[Stored items]

-.-.-

PR #34274, opened 2023-11-23
Fix Paywall block unregister logic

fluiddot:
Fixes https://github.com/Automattic/jetpack/pull/33941/files#r1403640052.

## Proposed changes:

* Get block's name from `metadata` when invoking `unregisterBlockType`.

### Other information:

### Web version
* Create a page.
* Observe in the console that no errors are logged and no exceptions are encountered.
* **[UPDATE]** Observe that the Paywall block is not available (i.e. the block can't be added to the page).

### App version
* Open the app.
* Create a page.
* Observe that no exceptions/crashes are encountered.
* **[UPDATE]** Observe that the Paywall block is not available (i.e. the block can't be added to the page).

### DIFF
--- a/projects/plugins/jetpack/changelog/fix-paywall-block-registration
+++ b/projects/plugins/jetpack/changelog/fix-paywall-block-registration
@@ -1,0 +1,4 @@
+Significance: patch
+Type: bugfix
+
+Fix block name usage when unregistering Paywall block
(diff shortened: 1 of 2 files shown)


derekblank (approved):
I was able to test this feature branch successfully on both web and mobile, and did not note any exceptions or console errors. 🚀

fluiddot:
While testing the fix in the web version, I also noticed that before these changes, the Paywall block was available in Pages. As per this logic, this is unexpected as the Paywall block should be automatically unregistered. This fix will address it.

https://github.com/Automattic/jetpack/blob/8df317df876918638a758ed43dab4b8e2ac35b66/projects/plugins/jetpack/extensions/blocks/paywall/editor.js#L19-L22

simison:
Correct, Paywall block should be available only to posts; no pages nor custom post types either. Thanks for catching! cc @lezama

lezama:
Thanks!

PR #34287, opened 2023-11-24
Change isOverLimit and requireUpgrade evaluation for upgrade prompts

CGastrell:
WIP: Refactor use of isOverLimit and requireUpgrade

Depends on D129877-code

## Proposed changes:

This PR re-implements part of the data reduced on the store. See the diff as it uses a similar yet alternative approach: looks for the highest tier and compares to the current tier for the site. The reducer, as it lacks the list of tier plans, checks if it `isOverLimit` and `nextTier` is `null` to derive the value of `requireUpgrade`.

### Other information:

## Jetpack product discussion
p1700773172852749-slack-C054LN8RNVA

No

## Testing instructions:

There are at least two things we need to test:

- the backend change on the flags, to make sure they are returning the correct values
- the store manipulation on the client, to make sure we are setting the values correctly and using it correctly to show the upgrade messaging on the assistant

---

### Testing the backend change

- Apply this change to your sandbox since it touches a Jetpack file that runs on the backend
- Open the WordPress.com Console to perform requests to `wpcom/v2` `/sites/$wpcom_site/jetpack-ai/ai-assistant-feature`
- Consult the testing instructions for the `site_requires_upgrade` method on the D129877-code change and follow it, but instead of running the method, run a request using the WordPress.com Console; the expected results are the same as in the table listed on the patch

---

### Testing the client change

- Apply this change to your sandbox since it touches a Jetpack file that runs on the backend
- Run this branch on your testing site and make sure it's pointing to your sandbox
- Things we need to check:
   - if the upgrade nudge shows up on the correct situations
   - if the features are disabled/enable (due to requiring an upgrade) on the correct situations
- Consult the testing instructions for the `site_requires_upgrade` method on the D129877-code change and follow it, but instead of running the method, reload the editor on your testing site and check if the upgrade nudge is visible and if the features are enabled or disabled; the following table summarizes the expected behavior on all test scenarios:

| get_tier_licensed_quantity | get_current_period_requests_count | get_all_time_requests_count | upgrade nudge is hidden or visible? | features are enabled or disabled? |
| --- | --- | --- | --- | --- |
| 0 (free plan) | any | < 20 | hidden | enabled |
| 0 (free plan) | any | >= 20 | visible | disabled |
| 1 (unlimited paid plane) | any | any | hidden | enabled |
| 100 | < 100 | any | hidden | enabled |
| 100 | >= 100 | any | visible | disabled |
| 250 | < 250 | any | hidden | enabled |
| 250 | >= 250 | any | visible | disabled |
| 500 | < 500 | any | hidden | enabled |
| 500 | >= 500 | any | visible | disabled |
| 750 | < 750 | any | hidden | enabled |
| 750 | >= 750 | any | visible | disabled |
| 1000 | < 1000 | any | hidden | enabled |
| 1000 | >= 1000 | any | visible (soft-limit in place, not requiring the upgrade to continue using) | enabled |


lhkowalski:
I removed the comments on the code that handles the `ACTION_SET_AI_ASSISTANT_FEATURE_REQUIRE_UPGRADE` action, since the action is still dispatched on a portion of the code, when we receive a 429 response on the completion, meaning we indeed require an upgrade.

I changed the code, though, because it had wrong assumptions about the `hasFeature` flag and coupled `isOverLimit` with the behavior of `requireUpgrade`, that is not true anymore given the last changes:
- I dropped the optimistic update of the `isOverLimit` flag when `requireUpgrade` is false, because we can't know for sure if it's false too when we are in the last tier
- I kept the optimistic update of the `isOverLimit` flag when `requireUpgrade` is true, because in this case we know for sure that `isOverLimit` is also true

lhkowalski (approved):
Code looks good!

PR #34289, opened 2023-11-24
Fix | Publicize remains ON after the post is published

manzoorwanijk:
After #34064, there is some regression that resulted in publicize remaining ON even after the post is published. The reason for that is when a post is published, the API call returns `jetpack_publicize_connections` in the post meta with `enabled` set to `false` for all the connections. But, in #34064, we changed the source of truth for connections from post meta to social store thus the issue.

## Proposed changes:
* Sync the connections from post attributes to the social store after a post is published

### Other information:

## Testing instructions:

* For a site with Jetpack Social enabled, add some social connections
* Create a new post
* Publish the post 
* Open the Jetpack/Social sidebar
* Confirm that publicize and all the connections are disabled

Screenshot 2023-11-24 at 2 24 52 PM


projects/js-packages/publicize-components/src/components/sync-post-data-to-store/index.tsx
```diff
@@ -0,0 +1,8 @@
+import { useSyncPostDataToStore } from './use-sync-post-data-to-store';
+
+/**
+ * Renders the hooks to sync post data to the social store.
+ */
+export function SyncPostDataToStore() {
+	useSyncPostDataToStore();
```
gmjuhasz: Cant' we just use this hook where we add the component to the tree?

gmjuhasz (commented):
This works fine, just had a question, if we could do it by not having to add an empty component that just calls the hook, and just use the hook itself

projects/js-packages/publicize-components/src/components/sync-post-data-to-store/index.tsx
manzoorwanijk: We can't call the hook conditionally and the social module may not be enabled.

projects/js-packages/publicize-components/src/hooks/use-saving-post/index.js
```diff
@@ -30,7 +30,7 @@ export function usePostJustSaved( fn, deps ) {
  * Additionally, it accepts a dependency array which is passed to useEffect hook.
  *
  * @param {Function} fn - Callback function to run when the post is just published.
- * @param {Array} deps  - Depencency array.
+ * @param {Array} [deps]  - Depencency array.
```
pablinos, line 33: That's interesting, isn't `deps` the array here? We're not destucturing it to get `deps` as an element from the array. We're also not using it I think! Shouldn't we pass that on or remove the parameter?

projects/js-packages/publicize-components/src/social-store/resolvers.js
```diff
@@ -70,11 +69,11 @@ export function* getAutoConversionSettings() {
  * @returns {Function} Resolver
  */
 export function getConnections() {
-	return function ( { dispatch } ) {
+	return function ( { dispatch, registry } ) {
```
pablinos, line 72: This clearly works but I'd like to understand more about it. I've not seen resolvers used like this before, and thought they should return action objects as a result of a generator or a promise, not a function.

projects/plugins/social/src/js/editor.js
```diff
@@ -67,6 +68,7 @@ const JetpackSocialSidebar = () => {
 
 	return (
 		<PostTypeSupportCheck supportKeys="publicize">
+			<SyncPostDataToStore />
```
pablinos: We could use the hook directly here, as there are no conditionals. perhaps if we could reorganise the code in the Jetpack version so that the Publicize sidebar panels form their own component that is not rendered if the module is loading/disabled, then we could avoid the conditional hook problem.

pablinos (commented):
The PR needs a trunk merge because I took so long reviewing it, sorry!

I had a couple of thoughts, but otherwise it's ok

projects/js-packages/publicize-components/src/social-store/resolvers.js
pablinos: Ah it's a thunk! I assume the registry is needed to make testing easier?

projects/js-packages/publicize-components/src/hooks/use-saving-post/index.js
manzoorwanijk: Wrapping it in square brackets means it's optional, not required. 😁

projects/js-packages/publicize-components/src/social-store/resolvers.js
manzoorwanijk: Yes, it's a thunk. Yes, registry makes testing easier.

projects/plugins/social/src/js/editor.js
manzoorwanijk: That will need some refactor which we can do in a separate PR. Then we can get rid of that component and use the hook directly.

gmjuhasz (approved):
Thanks for refactoring this, I think it's a lot better like this without the code smell

projects/js-packages/publicize-components/src/hooks/use-saving-post/index.js
pablinos: TIL!

PR #34768, opened 2023-12-22
Remove jetpack connection banners from non-Jetpack pages

jboland88:
## Proposed changes:

* This diff removes the Jetpack connection banners from wp-admin pages that are not Jetpack pages.
* The banner currently shows on the wp-admin dashboard and plugins page if Jetpack is not connected (see image below)
Screenshot 2023-12-22 at 9 36 48 AM

## Jetpack product discussion

pbNhbs-922-p2#comment-19163

No

## Testing instructions:

* Apply this patch locally or using the Jetpack Beta plugin. If you are testing on your local install, you may need to reset the Jetpack Options
* DO NOT Connect Jetpack 
* Visit the wp-admin dashboard and plugins page and confirm that the connection banner (shown above) does not appear
* Make sure the full-screen connection component still shows at Jetpack > dashboard and that you can connect the site from here.

### DIFF
--- a/projects/plugins/jetpack/_inc/lib/admin-pages/class.jetpack-admin-page.php
+++ b/projects/plugins/jetpack/_inc/lib/admin-pages/class.jetpack-admin-page.php
@@ -118,29 +118,6 @@ abstract class Jetpack_Admin_Page {
 
 		// Attach page specific actions in addition to the above.
 		$this->add_page_actions( $hook );
-
-		// If the current user can connect Jetpack, Jetpack isn't connected, and is not in offline mode, let's prompt!
-		if ( current_user_can( 'jetpack_connect' ) && $connectable ) {
-			$this->add_connection_banner_actions();
-		}
-	}
-
-	/**
-	 * Hooks to add when Jetpack is not active or in offline mode for an user capable of connecting.
-	 */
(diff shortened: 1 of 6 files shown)


elliottprogrammer (changes requested):
Tested, works great as described. Code looks all good.

However I do see some failing e2e tests checking for the connection banner(s) to be visible, that I believe we should remove/disable.

jboland88:
> Tested, works great as described. Code looks all good.
> 
> However I do see some failing e2e tests checking for the connection banner(s) to be visible, that I believe we should remove/disable.

Thanks @elliottprogrammer ! 
I think I've got the pre-connection tests sorted, but some other tests are failing now 🙃 I'll see if I can get those sorted

jboland88:
@elliottprogrammer - looks like the post-connect E2E test is failing, but I see this failing on other open, recent PRs, it does not appear to be related.

elliottprogrammer:
> @elliottprogrammer - looks like the post-connect E2E test is failing, but I see this failing on other open, recent PRs, it does not appear to be related.

Ahh ok, sounds good, thanks for looking into it! 👍

elliottprogrammer (approved):
LGTM! 👍

PR #22322, opened 2022-01-12
PHPCS: Fix errors in Jetpack root classes, part 1

anomiex:
#### Changes proposed in this Pull Request:

Mostly comment changes and declaring things `public`.
Remove a few unused function args (instead of documenting them),
some bad string concatenation, and do minimal code changes needed
because lines are touched.

All the code changes needed by sniffs will come in later parts.

#### Jetpack product discussion

Part of #21951

#### Does this pull request change what data or activity we track or use?

No

#### Testing instructions:

* Is CI happy?
* Did this break anything?

PR #34770, opened 2023-12-22
Allow is_truthy to properly handle occasional objects.

zinigor:
Fixes a fatal error that can occur on WordPress.com API requests when third party plugins add data to responses. 

## Proposed changes:
* Add an additional check to is_truthy for non-object arguments.

### Other information:

## Jetpack product discussion

p1703178139555289-slack-C02ECE3ML

No.

## Testing instructions:

To test this change you will need to sandbox public-api.wordpress.com, update wpcom with this PR, as well as introduce a new filter into your test Jetpack site:

```php
add_action( 'wpcom_api_site_roles', 'add_bogus_stdclass_roles' );
function add_bogus_stdclass_roles( $roles ) {
    $bogus_role = new WP_Role( 'bogus_role', 'Bogus role' );
    $bogus_role->capabilities = new stdClass();

    $bogus_role->capabilities->pmpro_role_1 = new stdClass();
    $bogus_role->capabilities->pmpro_role_1->read = 1 ;

    $roles[] = $bogus_role;
    return $roles;
}
```

After adding this filter and updating wpcom, use the WordPress.com Developer console to query the site's API using the roles endpoint `v1.1/sites/SITE_ID/roles`. Observe no fatals in the sandbox. Without this patch but with the filter installed, you will see a fatal on your sandbox.


projects/plugins/jetpack/class.json-api.php
```diff
@@ -202,12 +202,17 @@ public function add( WPCOM_JSON_API_Endpoint $endpoint ) {
...
 	/**
-	 * Determine if a string is truthy.
+	 * Determine if a string is truthy. If it's not a string, which can happen with
+	 * not well-formed data coming from Jetpack sites, we still consider it a truthy value.
 	 *
 	 * @param string $value "1", "t", and "true" (case insensitive) are falsey, everything else isn't.
 	 * @return bool
 	 */
 	public static function is_truthy( $value ) {
+		if ( ! is_string( $value ) ) {
```
CGastrell: Haven't backtraced the usage of this, maybe you can clarify. But adding this would mean that values such as `0`, `null` and `false` would return `true` here. Is this what we want?

kraftbj: Nod, this would change the behavior for those particular things, which I would think we should try to maintain. These two functions, `is_truthy` and the `is_falsy` below are interestingly setup (only expecting "1", "t", "true" as strings (thus excluding bool `true` and the number 1) and false only expecting strings as well. (Perhaps, originally, it assumed the string casting would always work so `1`, `true` would convert to strings?)

Overall, I'd like to understand better (just driving by the comment right now) why these functions exist and why they're so narrow-scoped on what's eligible for true/false determination. Maybe they should be depreciated for `is_string_truthy`, etc :) with a doing_it_wrong if a non-string is passed to it? Something that would raise a flag that something unexpected is happening without the fatal.

Also, let's update `is_falsy` below since it could suffer from the same fatal for non-string elements being passed to it.

Perhaps another way could be a try/catch for the casting to a string. We can catch the type of fatal we say for a non-convertible type and return a doing_it_wrong, while allowing for convertible other types through.

projects/plugins/jetpack/class.json-api.php
```diff
@@ -202,12 +202,17 @@ public function add( WPCOM_JSON_API_Endpoint $endpoint ) {
 	}
 
 	/**
-	 * Determine if a string is truthy.
+	 * Determine if a string is truthy. If it's not a string, which can happen with
+	 * not well-formed data coming from Jetpack sites, we still consider it a truthy value.
 	 *
 	 * @param string $value "1", "t", and "true" (case insensitive) are falsey, everything else isn't.
```
anomiex: Pre-existing issue, but since we're here
```suggestion
	 * @param string $value "1", "t", and "true" (case insensitive) are truthy, everything else isn't.
```

projects/plugins/jetpack/class.json-api.php
anomiex: I note an odd edge case, `is_truthy( true )` would work because `(string) true` => `'1'`, but `is_falsy( false )` would not because `(string) false` => `''` and the empty string is not considered falsey by `is_falsy`.

I see `is_falsy` was added in 9ed52fc36e1c124a591dca48a8daddf0d4d9bfb1 to do something like `if ( is_falsy( $value ) ) { $value = false }`, handling cases where someone supplied "false" to the API parameter. Which probably explains the oversight.

`is_truthy` came in a big merge in d47c5440fb0c1c8a9df44b13f89f357aecebf370 and seems to have been used like `(bool) $value` there to only accept certain strings as "true".

The doc block specifying "string" was added much later, in #22322, and I may have guessed wrong at what exactly might be passed in.

zinigor: I have updated both methods, thank you all!
@anomiex that's a great find, but I think it's a separate fix, let's not include it into this PR.

zinigor: @anomiex it looks like your suggestion will actually fix the failing tests, I'm going to try it now.

anomiex (approved):
We may want to come back at some point and re-allow integer 1 and 0, but that can be a followup if you want.

projects/plugins/jetpack/class.json-api.php
```diff
@@ -202,12 +202,21 @@ public function add( WPCOM_JSON_API_Endpoint $endpoint ) {
...
-	 * @param string $value "1", "t", and "true" (case insensitive) are falsey, everything else isn't.
+	 * @param string $value "1", "t", and "true" (case insensitive) are truthy, everything else isn't.
 	 * @return bool
 	 */
 	public static function is_truthy( $value ) {
+		if ( true === $value ) {
+			return true;
+		}
+
+		if ( ! is_string( $value ) ) {
```
spsiddarthan, line 216: @zinigor, should this perhaps be `if ( ! is_string( $value ) ) || is_integer( $value ) )`?

In calypso, we a have screen, where toggling off the check button in the screenshot, sends a payload like `shared : 1` to the end-point. The `is_truthy` function returns false when the value is 1.  

I have tweaked calypso to send true or false to fix our issue, but maybe we should handle this differently for integers? 

Screenshot 2024-01-23 at 5 15 45 PM

PR #34772, opened 2023-12-22
Add interstitial for Stats

jboland88:
## Proposed changes:

* This PR adds a product interstitial for Stats in My Jetpack

image

### Other information:

## Jetpack product discussion

pbNhbs-9bI-p2

No

## Testing instructions:

* Spin up a JN site with Jetpack Beta pointing to this branch
* Visit `/wp-admin/admin.php?page=my-jetpack#/add-stats`
* Confirm the new interstitial matches the screenshot above, and the CTA works
* Test the CTA on the My Jetpack stats card - without a plan it should say "learn more". With a free or tiered stats plan, it should say "Upgrade". With a PWYW or legacy commercial plan, it should say "View"


projects/packages/my-jetpack/src/products/class-stats.php
```diff
@@ -162,23 +173,21 @@ public static function is_upgradable() {
...
 				}
-			}
+			);
+
+			return ! empty( $upgradeable_stats_purchases );
 		}
-		return true;
+
+		// If there are no plans found, don't consider the product as upgradeable
+		return false;
```
CodeyGuyDylan, line 205: Just curious, what do you think the reasoning behind defaulting to `true` was before? I can't think of one, just want to make sure there isn't a good reason we are missing

CodeyGuyDylan (dismissed):
This LGTM, just one question 😄

projects/packages/my-jetpack/src/products/class-stats.php
jboland88: Good question -  I am not quite sure either 🤔 
It seems like the old approach was a blacklist approach and the new approach is more of a whitelist 🤷

CodeyGuyDylan (dismissed):
When I have a Stats commercial license, I see the "Upgrade" button but am taken to Stats PWYW when I click on it, which would be a downgrade
image
image

robertsreberski:
After the change, clicking update when having Commercial license leads to Commercial PWYW:
CleanShot 2024-01-08 at 12 33 38@2x

LGTM

robertsreberski (approved):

-.-.-

TASK TO CARRY OUT>
For each line in the records that contains the word "shown", make a copy.

RESPONSE>
(diff shortened: 1 of 2 files shown)
* Visit the wp-admin dashboard and plugins page and confirm that the connection banner (shown above) does not appear
(diff shortened: 1 of 6 files shown)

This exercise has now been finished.